- Your objective
The answer should be an exact repeat of the stretch of material below from the line containing "Move more builtin" through the line containing "--- a/mathics/builtin/__init__.py".

- Exercise data
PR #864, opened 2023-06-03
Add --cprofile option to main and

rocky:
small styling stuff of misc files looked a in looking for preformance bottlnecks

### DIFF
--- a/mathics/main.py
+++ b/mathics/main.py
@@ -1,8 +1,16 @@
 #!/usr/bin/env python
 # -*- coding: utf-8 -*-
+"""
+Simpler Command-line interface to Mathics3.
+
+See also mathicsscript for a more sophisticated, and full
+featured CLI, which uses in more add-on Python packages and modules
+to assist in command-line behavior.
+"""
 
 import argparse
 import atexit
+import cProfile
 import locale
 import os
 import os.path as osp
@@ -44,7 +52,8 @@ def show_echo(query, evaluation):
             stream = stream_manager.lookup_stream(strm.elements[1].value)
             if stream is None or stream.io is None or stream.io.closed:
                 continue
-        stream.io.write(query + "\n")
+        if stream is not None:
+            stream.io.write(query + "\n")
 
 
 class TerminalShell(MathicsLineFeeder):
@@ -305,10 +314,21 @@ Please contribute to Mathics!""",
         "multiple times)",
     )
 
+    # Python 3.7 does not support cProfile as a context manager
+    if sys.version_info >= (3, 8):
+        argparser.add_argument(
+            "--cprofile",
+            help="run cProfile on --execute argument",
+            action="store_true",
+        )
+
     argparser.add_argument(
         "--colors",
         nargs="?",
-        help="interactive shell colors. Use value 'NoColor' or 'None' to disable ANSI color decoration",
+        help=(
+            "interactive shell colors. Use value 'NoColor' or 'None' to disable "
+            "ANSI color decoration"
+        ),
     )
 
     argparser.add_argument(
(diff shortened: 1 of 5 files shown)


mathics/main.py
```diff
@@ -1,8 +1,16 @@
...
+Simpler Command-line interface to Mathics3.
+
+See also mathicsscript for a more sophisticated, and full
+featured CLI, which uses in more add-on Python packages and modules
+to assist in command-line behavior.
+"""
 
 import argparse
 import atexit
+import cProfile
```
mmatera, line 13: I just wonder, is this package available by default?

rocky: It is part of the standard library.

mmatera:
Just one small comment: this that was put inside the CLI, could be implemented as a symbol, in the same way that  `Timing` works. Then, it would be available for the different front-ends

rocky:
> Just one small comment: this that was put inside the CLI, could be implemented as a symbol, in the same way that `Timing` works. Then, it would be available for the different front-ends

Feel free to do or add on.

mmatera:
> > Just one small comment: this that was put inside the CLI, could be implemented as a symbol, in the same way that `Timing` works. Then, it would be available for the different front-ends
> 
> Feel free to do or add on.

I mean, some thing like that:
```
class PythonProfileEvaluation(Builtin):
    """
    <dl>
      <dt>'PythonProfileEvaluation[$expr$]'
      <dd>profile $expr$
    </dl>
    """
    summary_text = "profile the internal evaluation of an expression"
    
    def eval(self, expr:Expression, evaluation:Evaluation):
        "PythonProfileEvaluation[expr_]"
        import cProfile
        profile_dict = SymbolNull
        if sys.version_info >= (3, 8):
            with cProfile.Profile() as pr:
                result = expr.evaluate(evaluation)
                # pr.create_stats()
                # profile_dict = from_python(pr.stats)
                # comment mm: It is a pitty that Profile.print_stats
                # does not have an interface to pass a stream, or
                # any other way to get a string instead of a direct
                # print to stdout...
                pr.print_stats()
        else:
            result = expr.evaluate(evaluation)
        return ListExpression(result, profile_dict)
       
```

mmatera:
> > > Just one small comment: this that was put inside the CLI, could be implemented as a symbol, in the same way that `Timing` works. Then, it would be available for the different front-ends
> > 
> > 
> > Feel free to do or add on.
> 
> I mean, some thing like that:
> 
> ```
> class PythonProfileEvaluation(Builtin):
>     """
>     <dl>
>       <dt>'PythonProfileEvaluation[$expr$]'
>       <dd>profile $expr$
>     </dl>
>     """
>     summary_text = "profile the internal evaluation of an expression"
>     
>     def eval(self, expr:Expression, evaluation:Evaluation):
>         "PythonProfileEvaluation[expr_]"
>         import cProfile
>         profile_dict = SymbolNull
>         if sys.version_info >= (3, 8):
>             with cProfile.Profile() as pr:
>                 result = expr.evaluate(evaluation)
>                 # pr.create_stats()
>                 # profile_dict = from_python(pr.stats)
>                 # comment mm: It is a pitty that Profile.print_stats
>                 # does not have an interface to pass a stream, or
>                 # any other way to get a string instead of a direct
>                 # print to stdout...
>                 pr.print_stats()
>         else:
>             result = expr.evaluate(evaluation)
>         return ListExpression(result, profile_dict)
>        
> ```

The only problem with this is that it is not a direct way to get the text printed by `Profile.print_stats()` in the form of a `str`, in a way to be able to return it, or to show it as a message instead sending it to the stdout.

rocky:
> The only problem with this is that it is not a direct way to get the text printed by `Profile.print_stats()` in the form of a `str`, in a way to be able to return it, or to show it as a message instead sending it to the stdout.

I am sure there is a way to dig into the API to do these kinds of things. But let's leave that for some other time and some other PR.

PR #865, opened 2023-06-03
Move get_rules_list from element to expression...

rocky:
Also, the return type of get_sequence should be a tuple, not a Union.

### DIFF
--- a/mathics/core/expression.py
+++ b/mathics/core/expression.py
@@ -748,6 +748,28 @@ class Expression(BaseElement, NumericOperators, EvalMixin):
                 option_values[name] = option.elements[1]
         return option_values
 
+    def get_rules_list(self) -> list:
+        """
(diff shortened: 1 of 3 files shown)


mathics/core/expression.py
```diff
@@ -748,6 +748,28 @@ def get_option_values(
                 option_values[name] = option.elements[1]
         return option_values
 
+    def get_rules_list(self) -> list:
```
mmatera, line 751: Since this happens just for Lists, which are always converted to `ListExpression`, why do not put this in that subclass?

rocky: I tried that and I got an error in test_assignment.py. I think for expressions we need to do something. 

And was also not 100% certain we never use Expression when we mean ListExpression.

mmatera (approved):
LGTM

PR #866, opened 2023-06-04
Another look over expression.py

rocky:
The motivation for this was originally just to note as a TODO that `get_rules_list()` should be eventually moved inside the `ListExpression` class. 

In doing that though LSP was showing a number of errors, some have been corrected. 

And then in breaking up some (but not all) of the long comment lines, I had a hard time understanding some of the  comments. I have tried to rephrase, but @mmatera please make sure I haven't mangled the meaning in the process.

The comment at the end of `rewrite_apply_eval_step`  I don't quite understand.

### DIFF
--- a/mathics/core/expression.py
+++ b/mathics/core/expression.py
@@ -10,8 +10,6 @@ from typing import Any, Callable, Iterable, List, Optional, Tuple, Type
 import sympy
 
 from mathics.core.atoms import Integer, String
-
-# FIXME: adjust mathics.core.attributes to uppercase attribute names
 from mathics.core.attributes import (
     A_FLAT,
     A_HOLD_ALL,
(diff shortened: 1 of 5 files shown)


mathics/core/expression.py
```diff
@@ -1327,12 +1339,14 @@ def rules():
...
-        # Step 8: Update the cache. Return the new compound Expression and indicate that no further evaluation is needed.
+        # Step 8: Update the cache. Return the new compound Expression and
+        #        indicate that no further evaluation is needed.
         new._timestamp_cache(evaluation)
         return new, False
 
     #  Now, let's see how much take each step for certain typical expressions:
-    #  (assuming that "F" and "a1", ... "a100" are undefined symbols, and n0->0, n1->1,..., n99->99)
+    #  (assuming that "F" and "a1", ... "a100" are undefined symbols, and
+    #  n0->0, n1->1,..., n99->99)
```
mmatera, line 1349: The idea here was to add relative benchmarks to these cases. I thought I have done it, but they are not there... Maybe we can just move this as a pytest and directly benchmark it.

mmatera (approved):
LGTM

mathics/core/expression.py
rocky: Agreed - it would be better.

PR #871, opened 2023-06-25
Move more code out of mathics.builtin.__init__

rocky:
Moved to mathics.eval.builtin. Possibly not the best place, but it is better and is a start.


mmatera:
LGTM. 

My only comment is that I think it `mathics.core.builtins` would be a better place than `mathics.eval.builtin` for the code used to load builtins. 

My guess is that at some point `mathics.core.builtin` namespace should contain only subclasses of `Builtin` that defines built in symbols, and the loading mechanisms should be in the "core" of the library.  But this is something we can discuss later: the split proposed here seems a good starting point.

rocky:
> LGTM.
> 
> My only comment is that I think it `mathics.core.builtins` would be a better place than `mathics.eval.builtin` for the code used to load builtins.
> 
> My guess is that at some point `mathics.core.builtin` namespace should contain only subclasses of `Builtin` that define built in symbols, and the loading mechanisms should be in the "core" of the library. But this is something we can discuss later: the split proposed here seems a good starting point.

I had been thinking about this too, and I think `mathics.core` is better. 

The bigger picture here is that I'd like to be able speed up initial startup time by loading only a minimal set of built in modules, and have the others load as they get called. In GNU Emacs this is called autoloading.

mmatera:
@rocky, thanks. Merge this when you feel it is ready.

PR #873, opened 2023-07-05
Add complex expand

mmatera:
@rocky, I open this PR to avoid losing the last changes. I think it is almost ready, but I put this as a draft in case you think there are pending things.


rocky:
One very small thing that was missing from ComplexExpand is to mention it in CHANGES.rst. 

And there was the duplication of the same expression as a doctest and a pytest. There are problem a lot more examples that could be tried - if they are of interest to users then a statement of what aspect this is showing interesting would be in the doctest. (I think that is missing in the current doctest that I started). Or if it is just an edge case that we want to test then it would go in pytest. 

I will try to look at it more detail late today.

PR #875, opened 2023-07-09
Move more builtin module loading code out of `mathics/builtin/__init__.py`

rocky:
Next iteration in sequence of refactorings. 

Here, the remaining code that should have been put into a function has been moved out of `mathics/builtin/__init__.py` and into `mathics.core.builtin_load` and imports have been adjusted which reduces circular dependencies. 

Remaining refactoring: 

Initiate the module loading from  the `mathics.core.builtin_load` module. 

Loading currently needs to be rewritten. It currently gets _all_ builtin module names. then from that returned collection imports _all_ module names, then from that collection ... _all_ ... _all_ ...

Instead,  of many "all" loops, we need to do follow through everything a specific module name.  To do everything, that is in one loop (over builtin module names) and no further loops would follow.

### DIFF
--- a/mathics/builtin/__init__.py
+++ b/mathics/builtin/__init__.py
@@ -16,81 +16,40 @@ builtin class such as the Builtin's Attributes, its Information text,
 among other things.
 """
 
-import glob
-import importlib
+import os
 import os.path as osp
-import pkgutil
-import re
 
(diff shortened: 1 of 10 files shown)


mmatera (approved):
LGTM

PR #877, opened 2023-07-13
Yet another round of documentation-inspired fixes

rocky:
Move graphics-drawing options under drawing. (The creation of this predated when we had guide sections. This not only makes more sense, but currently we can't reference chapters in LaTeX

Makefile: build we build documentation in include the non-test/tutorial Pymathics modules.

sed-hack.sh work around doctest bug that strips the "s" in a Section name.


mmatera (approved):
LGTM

- Solution to this task
Move more builtin module loading code out of `mathics/builtin/__init__.py`

rocky:
Next iteration in sequence of refactorings. 

Here, the remaining code that should have been put into a function has been moved out of `mathics/builtin/__init__.py` and into `mathics.core.builtin_load` and imports have been adjusted which reduces circular dependencies. 

Remaining refactoring: 

Initiate the module loading from  the `mathics.core.builtin_load` module. 

Loading currently needs to be rewritten. It currently gets _all_ builtin module names. then from that returned collection imports _all_ module names, then from that collection ... _all_ ... _all_ ...

Instead,  of many "all" loops, we need to do follow through everything a specific module name.  To do everything, that is in one loop (over builtin module names) and no further loops would follow.

### DIFF
--- a/mathics/builtin/__init__.py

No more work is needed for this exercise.